__TASK__. Scan the entries below for the word "value" and copy every line in which it occurs.

Stored data:
PR #2182, opened 2026-08-31
Fix saving a setup for machines with a '/' in their name (#2071)

### LINKED ISSUE #2071: Save Machine Configuration :  Invalid Filename Characters in Machine Names
# Bug Report: Invalid Filename Characters in Machine Names

## Summary

Two issues were discovered where machine names containing path separators or invalid filename characters cause save operations to fail:

1. **Session Management** - Session save fails with `"Uncaught exception: could not write"` 
2. **Setup Configuration** - Setup save fails when using "Save setup" menu button

Both affect machines with names like "Philips VG 8235/39" that contain forward slashes (`/`) or other invalid filename characters.

### Symptom 1: Session Management
```
Uncaught exception: could not write "Philips VG 8235/39.oms"
```

### Symptom 2: Setup Configuration
When using "Machine → Save setup" menu button with machine "Philips VG 8235/39":
```
Setup could not be saved: Cannot create file path with "/" in name
```

### Root Cause

Machine identifiers can contain forward slashes (e.g., "Philips VG 8235/39"), which are valid for openMSX but **invalid as filename components** on all operating systems. The slash is interpreted as a directory separator, causing the system to attempt creating non-existent subdirectories.

### Affected Machines

At least the following machines have a slash in their name:
- Philips VG 8235/39
- Possibly other machines in `share/machines/` with a `/` in their identifier

## Proposed Solution

Replace unsafe characters for filenames (particularly `/` and other invalid characters) before using the machine name in file paths.

### Files to Modify

**Files:** 
1. `share/scripts/session_management.tcl` - TCL script for session management
2. `src/imgui/ImGuiMachine.cc` - ImGui interface for setup configuration

#### 1. In `share/scripts/session_management.tcl` - `save_session` function (line ~85)

**Before:**
```tcl
	# save using ID as file names
	foreach machine [list_machines] {
		append result "Saving machine $machine ([get_machine_representation $machine])...\n"
		store_machine $machine [file join $directory ${machine}.oms]
	}
	# save in a separate file the currently active machine
	set fileId [open [file join $directory active_machine] "w"]
	puts $fileId [format "%s.oms" [machine]]
	close $fileId
```

**After:**
```tcl
	# save using ID as file names
	foreach machine [list_machines] {
		append result "Saving machine $machine ([get_machine_representation $machine])...\n"
		set safe_machine [string map {/ _} $machine]
		store_machine $machine [file join $directory ${safe_machine}.oms]
	}
	# save in a separate file the currently active machine
	set fileId [open [file join $directory active_machine] "w"]
	set active_machine [machine]
	set safe_active_machine [string map {/ _} $active_machine]
	puts $fileId [format "%s.oms" $safe_active_machine]
	close $fileId
```

#### 2. In `src/imgui/ImGuiMachine.cc` - `save_setup` menu (line ~213)

**Before:**
```cpp
			if (!saveSetupOpen) {
				// on each re-open of this menu, create a suggestion for a name
				auto configName = motherBoard->getMachineName();
				const auto* info = findMachineInfo(configName);
				auto initialSaveSetupName = info ? info->displayName : configName;
				saveSetupName = initialSaveSetupName;
```

**After:**
```cpp
			if (!saveSetupOpen) {
				// on each re-open of this menu, create a suggestion for a name
				auto configName = motherBoard->getMachineName();
				const auto* info = findMachineInfo(configName);
				auto initialSaveSetupName = info ? info->displayName : configName;
				// Sanitize the setup name by replacing invalid filename characters
				std::string sanitized;
				for (auto c : initialSaveSetupName) {
					// Replace path separators and other invalid filename characters with underscore
					if (c == '/' || c == '\\' || c == ':' || c == '*' || c == '?' ||
						c == '"' || c == '<' || c == '>' || c == '|') {
						sanitized += '_';
					} else {
						sanitized += c;
					}
				}
				saveSetupName = sanitized;
```

#### 2. Impact on `load_session`

The `load_session` function doesn't need modification because it enumerates files present on disk. The mapping from raw name to safe filename is implicit.

### Short Term
Apply both fixes above and recompile openMSX.

### Long Term
Consider creating a **centralized filename sanitization utility function** for use throughout the project:

```cpp
// In FileOperations.hh
[[nodiscard]] std::string sanitizeFilename(std::string_view name);

// In FileOperations.cc
std::string sanitizeFilename(std::string_view name)
{
	std::string result;
	for (auto c : name) {
		if (c == '/' || c == '\\' || c == ':' || c == '*' || c == '?' ||
			c == '"' || c == '<' || c == '>' || c == '|') {
			result += '_';
		} else {
			result += c;
		}
	}
	return result;
}
```

**Benefits:**
- Consistent behavior across the entire project
- Single point of maintenance
- Easy to update with additional characters if needed
- Covers all operating systems (Windows, Linux, macOS)

### Suggested Tests
After applying fixes, verify:
1. ✅ Saving setup with "Philips VG 8235/39" works → File saved as `Philips_VG_8235_39.oms`
2. ✅ Saving session with mixed machines including those with "/" works
3. ✅ Restoring saved sessions works correctly
4. ✅ Other machines without special characters unaffected
5. ✅ Old sessions can still be restored

## Test Environment

- **System:** Linux x86_64
- **openMSX Version:** 21.0
- **Compiler:** g++
- **Flavour:** opt

### ✅ COMPLETED AND TESTED

| Component | File | Status | Verification |
|-----------|------|--------|--------------|
| Session Management | `share/scripts/session_management.tcl` | ✅ Applied & Tested | Sessions save successfully with `/` → `_` conversion |
| Setup Configuration | `src/imgui/ImGuiMachine.cc` | ✅ Applied & Tested | Setup saves as `Philips_VG_8235_39.oms` |
| Compilation | Full project rebuild | ✅ Successful | Binary updated: `openmsx` v21.0 |

### Test Results

```
openmsx
info: Setup saved to Philips VG 8235_39
```

**Result:** ✅ **SUCCESS** - Both issues resolved without regressions.

sndpl:
Fixes #2071 

- added FileOperations::cleanFilename(), the C++ counterpart of the existing Tcl utils::filename_clean, mirroring its per-platform disallowed sets so both halves of openMSX produce the same filename for the same text. Only bytes < 0x80 are touched, so UTF-8 passes through unchanged.
- Applied to the four generated name suggestions: the setup name in ImGuiMachine, and the three guess_title suggestions in ImGuiTools (screenshot) and ImGuiReverseBar (save state, save replay). The latter three already had the cleaning step in their Tcl equivalents; the GUI just never got it.
- Caught the save exception in ImGuiMachine, like the Load setup button already does.

What the user types is deliberately left alone, these boxes accept a path on purpose which is why the fix is a cleaned suggestion plus an error report, not validation of the input.

Cleaning is applied where initialSaveSetupName is created rather than to the copy in the text box, which also fixes a second bug: the raw name reaching getNextNumberedFileName() made stem() split on the / and silently truncate the suggestion to 39 0001.

### DIFF
--- a/src/file/FileOperations.cc
+++ b/src/file/FileOperations.cc
@@ -281,6 +281,28 @@ std::string_view stem(std::string_view path)
 	return path.substr(pos2 + 1, pos1 - pos2 - 1);
 }
 
+// Characters that are not allowed (or not desirable) in a filename.
+// Keep in sync with 'utils::filename_clean' in share/scripts/_utils.tcl.
+static constexpr std::string_view disallowedInFilename =
+#ifdef _WIN32
+	R"(/\?*:|"<>+[])";
+#else
+	"/";
+#endif
+
+std::string cleanFilename(std::string_view filename)
+{
+	std::string result{filename};
+	std::ranges::replace_if(result, [](char c) {
+		// UNIX does allow 0x01-0x1f and 0x7f, but we consider them
+		// undesirable. Note that bytes >= 0x80 are left alone, so
+		// UTF-8 multi-byte sequences pass through unchanged.
+		auto u = static_cast<unsigned char>(c);
+		return (u < 0x20) || (u == 0x7f) || disallowedInFilename.contains(c);
+	}, '_');
+	return result;
+}
+
 std::string join(std::string_view part1, std::string_view part2)
 {
 	if (part1.empty() || isAbsolutePath(part2)) {
--- a/src/file/FileOperations.hh
+++ b/src/file/FileOperations.hh
@@ -151,6 +151,21 @@ namespace openmsx::FileOperations {
 	 */
 	 [[nodiscard]] std::string_view stem(std::string_view path);
 
+	/**
+	 * Replace characters that are not allowed (or not desirable) in a
+	 * filename by '_'. The result is a single path component: path
+	 * separators are replaced as well, so this is not suitable to clean
+	 * a whole path.
+	 * Mostly useful to turn free-form text (e.g. an MSX machine display
+	 * name or a guessed software title) into something that can be used
+	 * as a filename.
+	 * This is the C++ equivalent of the Tcl proc 'utils::filename_clean'
+	 * (see share/scripts/_utils.tcl), keep the two in sync.
+	 * @param filename The filename to clean
+	 * @result The cleaned filename, always the same length as the input.
+	 */
+	[[nodiscard]] std::string cleanFilename(std::string_view filename);
+
 	/** Join two paths.
 	 * Returns the equivalent of 'path1 + '/' + path2'. If 'part2' is an
 	 * absolute path, that path is returned ('part1' is ignored). If
--- a/src/imgui/ImGuiMachine.cc
+++ b/src/imgui/ImGuiMachine.cc
@@ -12,6 +12,7 @@
 #include "Debuggable.hh"
 #include "Debugger.hh"
 #include "FileException.hh"
+#include "FileOperations.hh"
 #include "GlobalSettings.hh"
 #include "HardwareConfig.hh"
 #include "MSXCommandController.hh"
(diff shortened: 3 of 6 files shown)


src/file/FileOperations.cc
```diff
@@ -281,6 +281,28 @@ std::string_view stem(std::string_view path)
...
+static constexpr std::string_view disallowedInFilename =
+#ifdef _WIN32
+	R"(/\?*:|"<>+[])";
+#else
+	"/";
+#endif
+
+std::string cleanFilename(std::string_view filename)
+{
+	std::string result{filename};
```
m9710797, line 295: Detail. We pass a `string_view` parameter, and the only thing we do with it is convert that to a `string`. It would be more efficient to pass a `string` parameter (by value):
* Because the parameter is passed by value, the caller needs to create (a copy of) the `string`. 
* But if the caller happens to have an r-value string, then we can `move` that string instead of making a `copy`. So in the worst case the number of copies remains the same (but shifted from callee to caller), in the best case we eliminate 1 copy.

This is very minor. And it does make (some of) the caller code more ugly. So I'll merge without this tweak.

__TASK ANSWER__.
m9710797, line 295: Detail. We pass a `string_view` parameter, and the only thing we do with it is convert that to a `string`. It would be more efficient to pass a `string` parameter (by value):
* Because the parameter is passed by value, the caller needs to create (a copy of) the `string`. 
* But if the caller happens to have an r-value string, then we can `move` that string instead of making a `copy`. So in the worst case the number of copies remains the same (but shifted from callee to caller), in the best case we eliminate 1 copy.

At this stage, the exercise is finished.